Das längsrechteckige Schiff mit den rundbogigen gekehrten Leibungen der Fenster lässt sich vermutlich mittels der Decke im Innern mit der Jahreszahl 1669 datieren. Ob schon vorher hier eine Kapelle stand, ist nicht bekannt. Den erhöhten, quadratischen Chor stiftete 1743 Pfarrer Andreas Gutzwiller, ursprünglich mit Dachreiter und zwei kleinen Glocken. Auf der südlichen Aussenmauer befand sich die Darstellung des Jüngsten Gerichts und des Totentanzes. Im Innern wird der einfache Saal durch einen halbkreisförmigen Triumphbogen von dem zwei Stufen höher liegenden Chor getrennt. Flache Leistendecken schliessen die Räume, im Schiff mit der Inschrift "1669 N.G.". Neben dem Eingang ein polygonales Weibwasserbecken mit Monogramm TSM und Jahreszahl 1700.



Ausstattung


Auf dem Altarblock des Chörleins steht ein hölzernes Barockretabel aus der Mitte des 17. Jahrhunderts. Anstelle des 1743 gestifteten Altarbildes befindet sich darin seit 1964 die Holzfigurengruppe der Anna selbdritt, aus dem letzten Drittel des 17. Jahrhunderts. Die beiden leuchtertragenden Engel beidseits des Retabels gehören zum Hochaltar und sind somit Werke von JOHANN VIKTOR SCHARPF, um 1680. Im Schiff stehen beidseits des Chorbogens auf Konsolen die Holzfiguren des Antonius von Padua mit Christuskind und der Barbara in wallenden Gewändern mit Kelch, Schwert und Turm, beide aus der Mitte des 17. Jahrhunderts mit Fassungen aus dem 18. Jahrhundert. An der Südwand befindet sich eine kleine Holzfigurengruppe mit Fridolin und dem Totengerippe des Ursus aus der Mitte des 18. Jahrhunderts.

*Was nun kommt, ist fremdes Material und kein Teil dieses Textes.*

PR #1326, opened 2022-09-22
implemented

illia-sosnytskyi:


artem-nasadchuk (approved):
gj!

naziamoff (approved):
GJ, but would be good to create separate variable for the break condition and then make return in ternary

PR #1327, opened 2022-09-22
Solution

jojnajbude:


Vladosik1337 (approved):
Nice work)

src/makeRobotAccountant.js
```diff
@@ -6,7 +6,21 @@
...
+    return (y) => {
+      if (calls <= 3 || calls % 2 !== 0) {
+        return x + y;
+      }
+
+      return 'Bzzz... Error!';
+    };
+  };
+
+  return getSum;
```
OleksiiBlezniuk, line 23:
```suggestion
  return (x) => {
    calls++;

    return (y) => {
      if (calls <= 3 || calls % 2 !== 0) {
        return x + y;
      }

      return 'Bzzz... Error!';
    };
  };
```

OleksiiBlezniuk: you also can return function without saving to variable

OleksiiBlezniuk (approved):
👍

PR #1331, opened 2022-09-22
function is created

Andrew-Skoryk:
Solution


xiimiik (approved):
Nice work 🔥

naziamoff (approved):
well done 🔥 
But I recommend you to create separate variable for the break condition

PR #1336, opened 2022-09-23
Solution v01

anton-iskryk:


artem-nasadchuk (approved):
I think in this case names 'x' and 'y' are not bad, because it is about number operation like in math, so gj!

Anna-Tkachenko (approved):
Well Done! ⭐️

PR #1340, opened 2022-09-23
Solution

Oleksandra-Shevchenko:


Apollonia5 (approved):
Good job!

src/makeRobotAccountant.js
```diff
@@ -6,7 +6,20 @@
  */
 
 function makeRobotAccountant() {
-  // write code here
-}
+  let counter = 0;
+
+  const func = (firstNumber) => {
```
naziamoff: try to think of a different name for this variable. Functions should describe the action they are doing

src/makeRobotAccountant.js
```diff
@@ -6,7 +6,20 @@
...
+    counter++;
+
+    return (secondnumber) => {
```
naziamoff: it should be in camelCase

src/makeRobotAccountant.js
```diff
@@ -6,7 +6,20 @@
...
+      if (counter < 3 || counter % 2 !== 0) {
```

naziamoff (changes requested):

src/makeRobotAccountant.js
```diff
@@ -6,7 +6,22 @@
...
+    counter++;
+
+    return (secondNumber) => {
+      const shouldWeSum = counter < 3 || counter % 2 !== 0;
 
+      if (shouldWeSum) {
+        return firstNumber + secondNumber;
+      }
+
+      return 'Bzzz... Error!';
```
naziamoff, line 21: Looks better, right? 
```suggestion
      const shouldSum = counter < 3 || counter % 2 !== 0;

      return shouldSum
        ? firstNumber + secondNumber
        : 'Bzzz... Error!'
      }
```

naziamoff (approved):
Good job! But take a look at my comment. Sometimes ternary helps us to make our code clearer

Gegenüber die Figurengruppe einer eindrucksvollen Pieta mit sitzender Maria, die Christus in ihrem Schoss hält. Das eher konservative, aber ausdrucksvolle Werk stammt aus der Mitte des 17. Jahrhunderts.


An der Rückwand des Schiffs hängt ein längliches, hölzernes Tafelbild mit Monogramm TSM und Jahreszahl 1700. Rundbogenarkaden mit rosenumrankten Säulen teilen das Bild in drei Szenen: die Heilige Familie in der Schreinerwerkstatt, die Flucht nach Ägypten und die Vermählung von Joseph und Maria. Das dunkeltonige Bild besitzt starke farbliche Akzente und volkstümlich naive Elemente. Dazu gehört auch die seltene Darstellung von Christus in der Schreinerwerkstatt. Rechts davon hängt ein Andachtsbild mit dem Hl. Aloysius in reich geschnitztem Holzrahmen aus dem Ende des 18. Jahrhunderts. Ferner im Chor ein Ölbild mit den Vierzehn Nothelfern aus dem 18. Jahrhundert.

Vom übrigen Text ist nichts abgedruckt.